Судя по настроению суда, я прекрасно сознавал, в какое тяжелое положение могу попасть, если в деле Стародворского не докажу, что я прав. Но тем не менее я решил не вмешивать в дело свидетелей, живших в России, и не раскрывать тайны, каким путем мной были получены документы, как бы этого не требовали судьи и как бы это ни было необходимо для моей защиты.

С какой-то непонятной для эмигрантов беспечностью судьи стремились в возможно больших подробностях восстановить всю мою борьбу с охранниками и часто настаивали на ответах на самые недопустимые с конспиративной точки зрения вопросы. Они с озлоблением говорили о том, что я не называю фамилию чиновника, кто мне доставлял документы. Мои указания на необходимость конспирации в моей работе принимались за пустые отговорки человека, желающего как-нибудь затушевать недостаток аргументов в защите, и это расценивали, как факты, говорящие против меня. Я не скрывал и от суда того, что, по моему мнению, весь суд и все расследования дела Стародворского проходили как бы под стеклянным колпаком: — охранники внимательнейшим образом следили за ним и знали все, что в нем происходить. Стародворский не только присутствовал на всех заседаниях, но он вел очень откровенные переговоры с своими судьями и свидетелями, кто верил ему и кто помогал ему оправдаться. О делах суда он знал гораздо более меня.

В одном из первых заседаний суда по делу Стародворского судьи потребовали от меня объяснений, кто из шлиссельбуржцев соглашались на необходимости опубликовать документы Стародворского и со слов кого из них я написал примечания к четвертому прошению. Хотя судьи знали, о ком из шлиссельбуржцев идет речь и кто мне дал сведения для известного примечания, но я отказался указать на какие-нибудь имена. Я знал, что некоторым из принимавших участие в суде, особенно в начале его — до разоблачения Азефа, очень хотелось, как обвиняемыми, вместе со мной, привлечь к делу и Лопатина, Морозова, Новорусского и др. Я никоим образом не хотел этого допустить. Поэтому всю ответственность за издание листка я взял исключительно на себя и этого держался во все время разбора дела Стародворского. На том же заседании суда речь шла о каком-то (теперь не помню) резком письме Лопатина о Стародворском, по поводу которого мне скоро написал Лопатин.
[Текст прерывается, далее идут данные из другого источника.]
PR #4824, opened 2023-05-31
feat: add enableRealtimeV2BlockQueue & realtimeV2ChainIds

d3or:


packages/indexer/src/config/network.ts
```diff
@@ -130,6 +130,8 @@ type NetworkSettings = {
   };
   onStartup?: () => Promise<void>;
   subDomain: string;
+  enableRealtimeV2BlockQueue: boolean;
```
nofir, line 133: Aren't the changes here redundant if you are actually using the env var from the config?

nofir (approved):

PR #4867, opened 2023-06-02
deor/platf 1260 refactor back fill

d3or:
- feat: slight improvements to backfill
- feat: subset log processing instead of bulk


ipeleg (approved):
Looks good, let's deploy on Monday

PR #4902, opened 2023-06-06
feat: temp disable looksrare-v2 fee

lljxx1:


packages/indexer/src/orderbook/orders/looks-rare-v2/index.ts
```diff
@@ -176,13 +176,11 @@ export const save = async (orderInfos: OrderInfo[]): Promise<SaveResult[]> => {
...
 
       // Handle: fees
-      let feeBreakdown = [
-        {
-          kind: "marketplace",
-          recipient: "0x5924a28caaf1cc016617874a2f0c3710d881f3c1",
-          bps: 50,
-        },
-      ];
+      let feeBreakdown: {
```
georgeroman, line 179: We should:
- change marketplace fee recipient
- remove royalty fees

image

georgeroman (changes requested):

PR #5044, opened 2023-06-09
Tv/platf 1398 store opensea collection payment tokens

tv3636:


packages/indexer/src/api/endpoints/collections/get-collection-supported-marketplaces/v2.ts
```diff
@@ -0,0 +1,294 @@
+/* eslint-disable @typescript-eslint/no-explicit-any */
```
nofir, line 1: Why is there a need for a v2 if we're only adding paymentTokens?

packages/indexer/src/api/endpoints/collections/get-collection-supported-marketplaces/v2.ts
```diff
@@ -0,0 +1,294 @@
...
+                maxBps: maxOpenseaRoyaltiesBps,
+              }
+            : undefined,
+          orderbook: "opensea",
+          orderKind: "seaport-v1.4",
+          listingEnabled: false,
+          customFeesSupported: false,
+          minimumBidExpiry: 15 * 60,
+          supportedBidCurrencies: Object.keys(ns.supportedBidCurrencies),
+          paymentTokens: collectionResult.payment_tokens?.opensea,
```
nofir, line 220: Are you planning to do a backfill? alternatively you can do something similar to line 186 and try to get on the fly

packages/indexer/src/jobs/token-updates/fetch-collection-metadata-job.ts
```diff
@@ -88,6 +90,7 @@ export class FetchCollectionMetadataJob extends AbstractRabbitMqJobHandler {
           tokenIdRange,
           tokenSetId: collection.tokenSetId,
           mintedTimestamp: mintedTimestamp ?? null,
+          paymentTokens: { opensea: collection.paymentTokens } ?? null,
```
nofir, line 93: I think you're missing logic to update in here:
https://github.com/reservoirprotocol/indexer/blob/6b3bd6d5c6339a1fcf6483152e832e4531db0481/packages/indexer/src/models/collections/index.ts#L134

nofir (changes requested):

packages/indexer/src/jobs/token-updates/fetch-collection-metadata-job.ts
tv3636: not sure what you mean, something other than this? https://github.com/reservoirprotocol/indexer/pull/5044/files/1820d65df68cbf55c886e01a59cf8bcf952df8fc#diff-c98d5af98cf63c22904b691548fb3f095cdfd3afb1ee3573238e6b6472c076b1R78

packages/indexer/src/api/endpoints/collections/get-collection-supported-marketplaces/v2.ts
tv3636: yes was thinking we would run a backfill

packages/indexer/src/jobs/token-updates/fetch-collection-metadata-job.ts
nofir: `    const query = `
      UPDATE collections SET
        metadata = $/metadata:json/,
        name = $/name/,
        slug = $/slug/,
        token_count = $/tokenCount/,
        updated_at = now()
      WHERE id = $/id/
      RETURNING (
                  SELECT
                  json_build_object(
                    'name', collections.name,
                    'metadata', collections.metadata
                  )
                  FROM collections
                  WHERE collections.id = $/id/
                ) AS old_metadata
    `;

    const values = {
      id: collection.id,
      metadata: collection.metadata || {},
      name: collection.name,
      slug: collection.slug,
      tokenCount,
    };`


this is the query that updates the collection, so your payment tokens wont be included in the update, no?

tv3636: ah I see thanks, updated

nofir (approved):

PR #5084, opened 2023-06-13
feat: dynamic seaport conduits

lljxx1:


packages/indexer/src/migrations/1686645629521_seaport-conduit.sql
```diff
@@ -0,0 +1,19 @@
+-- Up Migration
+
+CREATE TABLE "seaport_conduits" (
```
georgeroman, line 3: Let's use the following schema:
```sql
CREATE TABLE "seaport_conduit_channels" (
  conduit_key BYTEA NOT NULL,
  channel BYTEA NOT NULL
);

ALTER TABLE "seaport_conduit_channels"
  ADD CONSTRAINT "seaport_conduit_channels_pk"
  PRIMARY KEY ("conduit_key", "channel");
```

Basically, the table should allow easy and efficient access to all open channels of a conduit.

packages/indexer/src/orderbook/orders/seaport-v1.5/index.ts
```diff
@@ -129,10 +129,13 @@ export const save = async (
           Sdk.SeaportBase.Addresses.SpaceIdConduitKey[config.chainId],
         ].includes(order.params.conduitKey)
       ) {
-        return results.push({
-          id,
-          status: "unsupported-conduit",
-        });
+        const conduits = await getConduits([order.params.conduitKey]);
```
georgeroman, line 132: Until everything is backfilled, let's leave this part of the code as it was before.

packages/indexer/src/sync/events/data/seaport.ts
```diff
@@ -76,3 +76,25 @@ export const orderValidated: EventData = {
     )`,
   ]),
 };
+
+export const newConduit: EventData = {
```
georgeroman, line 80: Thinking about it, a new conduit in itself is not relevant at all, so we should only be listening to the `channel-updated` events.

packages/indexer/src/sync/events/handlers/seaport.ts
```diff
@@ -446,6 +446,23 @@ export const handleEvents = async (events: EnhancedEvent[], onChainData: OnChain
...
+
+      case "seaport-new-conduit": {
+        const parsedLog = eventData.abi.parseLog(log);
+        const conduit = parsedLog.args["conduit"].toLowerCase();
+        const conduitKey = parsedLog.args["conduitKey"].toLowerCase();
+        await saveConduit(conduit, `0x${conduitKey}`, baseEventParams.txHash);
+        break;
+      }
+
+      case "seaport-channel-updated": {
```
georgeroman, line 458: Whenever there is an updated channel, we should make an on-chain call to `getChannel` (on the conduit controller) to get all open channels and override in the database. This way we don't have to be careful about the ordering of the events since we'll always only fetch the latest available state.

image

georgeroman (changes requested):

По поводу того, что о деле Стародворского я сообщил Лопатину, он в одном из своих ко мне писем (26. 11. 1908.) написал:

«Везде и всегда суды не признают частных разговоров, частной переписки и пр. и принуждают свидетелей выкладывать устно и письменно все, что им известно. Но это длинная тема. Во всяком случае возвращаю Вам Ваше письмо с моей припиской, быть может, несколько ядовитой, но вполне справедливой. Можете поступить с этими документами как знаете.

Можете представить его (письмо) в суд или нет. Это Ваше дело, а мне это совершенно безразлично.

Не могу не высказать по этому поводу одного сомнения.

Обыкновенно допросы по делам этого рода не производятся в присутствии обвиняемого; а равно и письменные документы предъявляются только судьям, которыми избираются люди, пользующееся безусловным доверием обеих сторон. Делается это потому, что если бы подозрения против обвиняемого подтвердились и он оказался действительно шпионом, то многие из свидетелей и авторов письменных документов могли бы пострадать от руки правительства.

Даже признаваемые самим Стародворским документы № 1. и № 4., а равно и ходившие о нем слухи (из трех источников), по-видимому, приглашали и в данном случае к такому осторожному образу действий. Но парижский суд, как кажется, смотрит на это иначе. Он не то вручил Стародворскому на прочтение мое письмо, не то — что еще хуже — рассказал его ему своими словами. В результате — ругательное и угрожающее письмо Стародворского ко мне. Беда, конечно, небольшая — я не из робких, — но и удовольствие невелико. Sapienti sat.»